Windows provides native APIs for fibers and these are pretty decent. They work as expected, but depending on the situation, may do more than required at the expense of performance.

Improving Performance

A native implementation of coroutines using assembly can significantly improve performance of the Ruby's Fibers. Even thought some assembly is required, the net semantic complexity is reduced and existing hacks can be removed.

x64 Implementation

The state that is required per coroutine - typically just the stack pointer, but it is possible to augment this with other per-coroutine data:

// The fiber context (stack pointer).
typedef struct
{
	void **stack_pointer;
} coroutine_context;

The initialization function prepares the stack so that when we transfer to it, it will return to the given start address:

inline void coroutine_initialize(
	coroutine_context *context,
	coroutine_start start,
	void *stack_pointer,
	size_t stack_size
) {
	/* Force 16-byte alignment */
	context->stack_pointer = (void**)((uintptr_t)stack_pointer & ~0xF);

	if (!start) {
		assert(!context->stack_pointer);
		/* We are main coroutine for this thread */
		return;
	}

	*--context->stack_pointer = NULL;
	*--context->stack_pointer = (void*)start;

	context->stack_pointer -= COROUTINE_REGISTERS;
	memset(context->stack_pointer, 0, sizeof(void*) * COROUTINE_REGISTERS);
}

The destroy function essentially just nullifies the stack pointer:

inline void coroutine_destroy(coroutine_context * context)
{
	context->stack_pointer = NULL;
}

The transfer function switches between coroutines. It essentially saves the caller state onto its stack, swaps the stack to another coroutine, and then returns.

coroutine_transfer:

	# Save caller state
	pushq %rbp
	pushq %rbx
	pushq %r12
	pushq %r13
	pushq %r14
	pushq %r15
	
	# Save caller stack pointer
	movq %rsp, (%rdi)
	
	# Restore callee stack pointer
	movq (%rsi), %rsp
	
	# Restore callee stack
	popq %r15
	popq %r14
	popq %r13
	popq %r12
	popq %rbx
	popq %rbp
	
	# Put the first argument into the return value
	movq %rdi, %rax
	
	# We pop the return address and jump to it
	ret

Keep in mind that this is the simplest possible implementation and doesn't preserve things like sigmask, FPU state, etc. They essentially remain per-thread with this specific implementation.

Performance

Generally speaking, the overhead of a fiber context switch is not much more than a standard C fast call (pass as many arguments in registers as possible). On x64, the standard (and only) ABI is fast call, and so it's efficent by default.

Further Reading

The code is available here and the Ruby bug report has more details. There is a PR tracking changes.

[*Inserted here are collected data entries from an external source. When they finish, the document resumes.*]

PR #954, opened 2019-01-21
Reporting - merge in Specs and validation

woksin:
Most of this stuff is made by @kaithelin, I just had to copy it over manually because of some horrible git merging problems...

Implements lots of validation on commands and specs. 

I would want to test this together with the old UserManagement front end to see if the validation works correctly, but I cannot seem to get the old angular frontend working with this backend due to apparently CORS problems? cc @jakhog


woksin:
It does not look like CI for the Reporting project is included here? @jakhog

woksin:
I'll sneak in some more stuff here that I saw needed a fix...

jakhog:
The Docker builds were failing because I made a mistake while deploying the AspNetCore Dolittle packages, so they should pass now. I just restarted them so we will se. The Azure CI builds also decided to start when I went to look at them, I have no idea why they didn't start before 🤷‍♂️ It's like Schrödingers cat...

PR #978, opened 2019-02-11
Refactored from Case to Report in Alert. Also turned on proxy generation again

Velcrow81:


Velcrow81:
1. The renaming is actually from case to report. This is only related to the Alert bounded context. In Reporting, it is still called CaseReport, but that should also be changed. It might be an issue with both beeing called Report, but thats the beauty of bounded contexts. Something can be called the same but be different things in different bounded contexts. 

2. Reports have always been related to human and non-human health risks. Flood, fire and unusual events are examples of non-human health risks, but they are still health risks since people can die from it. There are special health risk id numbers for such helath risks, but they are reported with only a health risk id or with 0 for all values related to sex and age

3. CaseReportRecieved is an event from Reporting and since that has not been renamed yet, it is not changed here. The reason we split it into many Reports is because one CaseReport can contain multiple events (aggragates). I.e. One CaseReport can contain 10 girls under the age of 5. They are split into individual reports since they will be followed up individually by a supervisor, and dismissed or keept based on a phone call on symptoms. Then each alert report is counted to see if any thresholds are crossed. Make sense?

PR #985, opened 2019-03-06
Add backend-endpoint for excel export

### LINKED ISSUE #971: Create backend endpoint for excel-export
We need an endpoint in the backend to have something to call when the Export to Excel button is clicked. This is a requirement for #967

esp0:
Fixes #971


jakhog:
I have copied the work here into #1000, so no need for this one. Still good work though @esp0 😄

PR #1053, opened 2019-04-13
Dakar alert codathon result

Velcrow81:
- Done work to make it easier to work on frontend. Added mocks that will isolate frontend from backend so .net and docker is not needed. Can also use start script that use local api or demo api

- Added new read model for alert overview and connected this to alert opened event. Also created mock test data for all existing read models

- Added static UI for alert overview, alert rule overview, and data owner with navigation. Mock data/ real data not used yet

- Missing top navigation after converting to Notification gateway React template


Velcrow81:
Waiting for one last commit, so no merging yet :)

The goal of these improvements is to improve the performance of async. I've measured a 5% improvement to async-http.

Comments

The most common implementation on UNIX systems involves manipulating the state of makecontext() and swapcontext(). These function calls have been deprecated and removed from the POSIX standard, but still exist in most UNIX implementations for backwards compatibility. As well as being poorly implemented and supported, the documented semantics of these functions requires certain system calls which limit their performance.

That got me poking around as I had plans for them….

So I asked a question on the libc-help mailing list and got this response… https://sourceware.org/ml/libc-help/2018-06/msg00011.html

I didn’t find anything on the Austin groups bug tracker except…. http://pubs.opengroup.org/onlinepubs/9699919799/xrat/V4_xsh_chap03.html#tag_22_03_01_07

getcontext(), makecontext(), swapcontext()

Due to portability issues with these functions, especially with the manipulation of contexts, applications are recommended to be rewritten to use POSIX threads.

Which IMHO is not a very satisfactory answer.

In my experience of playing around with swapcontext(), the behaviour of signals and sigprocmask were certainly a source of pain (and in the presence of the early spectre / meltdown mitigations, a huge slowdown).

Unfortunately I think POSIX has invested so much sunk cost into pthreads they no longer have the will to step away from it. I wish they would.